• Source material:

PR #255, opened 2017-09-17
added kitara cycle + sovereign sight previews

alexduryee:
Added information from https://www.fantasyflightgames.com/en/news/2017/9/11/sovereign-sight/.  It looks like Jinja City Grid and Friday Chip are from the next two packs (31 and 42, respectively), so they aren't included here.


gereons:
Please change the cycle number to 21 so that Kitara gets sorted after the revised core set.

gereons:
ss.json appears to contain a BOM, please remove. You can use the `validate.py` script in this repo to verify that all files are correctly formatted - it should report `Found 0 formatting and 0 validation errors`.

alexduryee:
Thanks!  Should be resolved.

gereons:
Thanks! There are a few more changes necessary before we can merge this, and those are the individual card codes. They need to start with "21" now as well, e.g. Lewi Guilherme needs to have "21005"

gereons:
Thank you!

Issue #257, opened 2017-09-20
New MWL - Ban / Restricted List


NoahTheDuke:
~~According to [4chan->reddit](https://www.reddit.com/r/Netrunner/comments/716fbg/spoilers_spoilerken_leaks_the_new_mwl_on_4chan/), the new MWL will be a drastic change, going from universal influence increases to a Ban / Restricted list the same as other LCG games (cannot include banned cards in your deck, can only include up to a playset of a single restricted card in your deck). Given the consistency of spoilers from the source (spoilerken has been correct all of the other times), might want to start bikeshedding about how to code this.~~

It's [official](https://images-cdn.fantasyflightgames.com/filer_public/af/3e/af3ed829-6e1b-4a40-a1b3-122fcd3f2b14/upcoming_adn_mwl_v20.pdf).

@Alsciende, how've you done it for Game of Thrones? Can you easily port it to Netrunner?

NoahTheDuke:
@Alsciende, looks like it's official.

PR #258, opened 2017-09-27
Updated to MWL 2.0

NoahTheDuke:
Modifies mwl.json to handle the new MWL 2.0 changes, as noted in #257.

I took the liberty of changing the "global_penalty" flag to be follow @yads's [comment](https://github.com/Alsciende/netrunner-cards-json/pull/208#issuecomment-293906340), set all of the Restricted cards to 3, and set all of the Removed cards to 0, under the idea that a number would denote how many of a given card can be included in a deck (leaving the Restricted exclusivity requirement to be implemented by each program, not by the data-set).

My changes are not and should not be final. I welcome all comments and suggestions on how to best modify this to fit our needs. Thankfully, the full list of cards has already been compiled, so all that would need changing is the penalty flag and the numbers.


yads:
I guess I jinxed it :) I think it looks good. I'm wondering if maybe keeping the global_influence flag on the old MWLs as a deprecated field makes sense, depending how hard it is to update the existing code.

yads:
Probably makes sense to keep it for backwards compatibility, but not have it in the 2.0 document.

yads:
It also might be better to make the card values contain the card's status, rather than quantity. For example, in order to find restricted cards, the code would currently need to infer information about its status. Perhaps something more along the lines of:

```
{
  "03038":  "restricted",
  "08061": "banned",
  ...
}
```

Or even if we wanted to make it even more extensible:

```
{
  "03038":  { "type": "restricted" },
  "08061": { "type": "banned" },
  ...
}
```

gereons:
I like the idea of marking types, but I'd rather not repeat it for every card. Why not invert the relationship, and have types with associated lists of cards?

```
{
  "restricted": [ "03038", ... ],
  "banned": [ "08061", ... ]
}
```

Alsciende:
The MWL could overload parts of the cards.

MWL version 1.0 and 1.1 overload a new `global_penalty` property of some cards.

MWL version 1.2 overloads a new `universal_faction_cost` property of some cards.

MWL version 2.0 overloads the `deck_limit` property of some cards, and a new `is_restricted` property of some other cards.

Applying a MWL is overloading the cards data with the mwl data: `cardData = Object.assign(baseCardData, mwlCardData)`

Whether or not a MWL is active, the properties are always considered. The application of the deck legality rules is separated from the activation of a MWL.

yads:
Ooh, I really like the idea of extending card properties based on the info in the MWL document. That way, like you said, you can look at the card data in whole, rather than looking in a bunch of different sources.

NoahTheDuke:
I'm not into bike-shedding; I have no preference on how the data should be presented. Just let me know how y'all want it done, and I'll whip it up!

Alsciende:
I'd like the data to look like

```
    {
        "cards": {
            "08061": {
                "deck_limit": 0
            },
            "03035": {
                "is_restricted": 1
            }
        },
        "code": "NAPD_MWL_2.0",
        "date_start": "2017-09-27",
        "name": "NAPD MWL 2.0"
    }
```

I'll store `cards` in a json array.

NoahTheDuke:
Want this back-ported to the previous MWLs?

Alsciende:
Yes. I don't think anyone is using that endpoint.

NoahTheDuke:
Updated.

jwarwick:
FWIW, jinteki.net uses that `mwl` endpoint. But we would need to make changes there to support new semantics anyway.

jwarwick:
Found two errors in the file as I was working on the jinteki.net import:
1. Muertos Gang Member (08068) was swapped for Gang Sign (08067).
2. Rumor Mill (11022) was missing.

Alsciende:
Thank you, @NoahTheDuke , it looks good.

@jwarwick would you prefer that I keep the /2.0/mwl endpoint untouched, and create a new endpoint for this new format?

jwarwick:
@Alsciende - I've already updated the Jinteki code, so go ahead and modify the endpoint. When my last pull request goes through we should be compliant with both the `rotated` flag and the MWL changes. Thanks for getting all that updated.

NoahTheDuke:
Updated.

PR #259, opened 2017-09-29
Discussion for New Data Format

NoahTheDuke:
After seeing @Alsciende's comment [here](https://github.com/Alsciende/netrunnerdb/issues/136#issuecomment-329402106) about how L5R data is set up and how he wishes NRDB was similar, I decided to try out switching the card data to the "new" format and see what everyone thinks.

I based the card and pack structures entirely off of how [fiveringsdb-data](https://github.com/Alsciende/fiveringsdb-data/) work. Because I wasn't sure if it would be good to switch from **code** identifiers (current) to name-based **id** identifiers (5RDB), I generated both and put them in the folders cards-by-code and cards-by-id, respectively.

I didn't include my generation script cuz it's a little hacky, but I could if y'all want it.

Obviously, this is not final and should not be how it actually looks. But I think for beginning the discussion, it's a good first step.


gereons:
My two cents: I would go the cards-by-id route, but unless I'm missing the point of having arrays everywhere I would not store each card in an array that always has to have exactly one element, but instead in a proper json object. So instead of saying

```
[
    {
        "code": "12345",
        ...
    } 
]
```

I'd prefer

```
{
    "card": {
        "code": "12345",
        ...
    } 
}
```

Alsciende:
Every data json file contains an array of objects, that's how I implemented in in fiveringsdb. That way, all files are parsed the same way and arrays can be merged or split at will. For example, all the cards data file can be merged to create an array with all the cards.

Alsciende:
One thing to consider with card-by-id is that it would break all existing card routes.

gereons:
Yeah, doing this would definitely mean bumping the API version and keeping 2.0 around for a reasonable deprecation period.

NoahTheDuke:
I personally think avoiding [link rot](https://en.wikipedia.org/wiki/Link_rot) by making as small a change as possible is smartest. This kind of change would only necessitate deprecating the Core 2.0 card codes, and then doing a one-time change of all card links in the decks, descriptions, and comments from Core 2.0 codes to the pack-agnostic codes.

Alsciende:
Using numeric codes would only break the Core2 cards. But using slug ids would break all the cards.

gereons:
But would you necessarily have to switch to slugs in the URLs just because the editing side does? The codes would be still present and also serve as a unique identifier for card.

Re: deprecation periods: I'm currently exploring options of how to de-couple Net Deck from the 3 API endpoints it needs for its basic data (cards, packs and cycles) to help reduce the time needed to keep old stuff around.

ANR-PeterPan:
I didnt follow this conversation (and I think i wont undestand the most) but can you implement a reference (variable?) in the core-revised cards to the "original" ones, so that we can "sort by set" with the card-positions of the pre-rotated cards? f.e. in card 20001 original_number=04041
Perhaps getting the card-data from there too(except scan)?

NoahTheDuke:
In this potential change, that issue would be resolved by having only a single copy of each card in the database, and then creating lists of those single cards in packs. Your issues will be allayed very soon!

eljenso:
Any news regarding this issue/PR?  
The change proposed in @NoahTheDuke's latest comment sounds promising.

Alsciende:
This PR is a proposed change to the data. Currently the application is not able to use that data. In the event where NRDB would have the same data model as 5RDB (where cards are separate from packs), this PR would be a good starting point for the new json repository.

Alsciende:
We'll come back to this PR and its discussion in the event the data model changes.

• What is being asked: All lines above that hold the string "keeping" should be copied.

• Exercise solution:
I guess I jinxed it :) I think it looks good. I'm wondering if maybe keeping the global_influence flag on the old MWLs as a deprecated field makes sense, depending how hard it is to update the existing code.
Yeah, doing this would definitely mean bumping the API version and keeping 2.0 around for a reasonable deprecation period.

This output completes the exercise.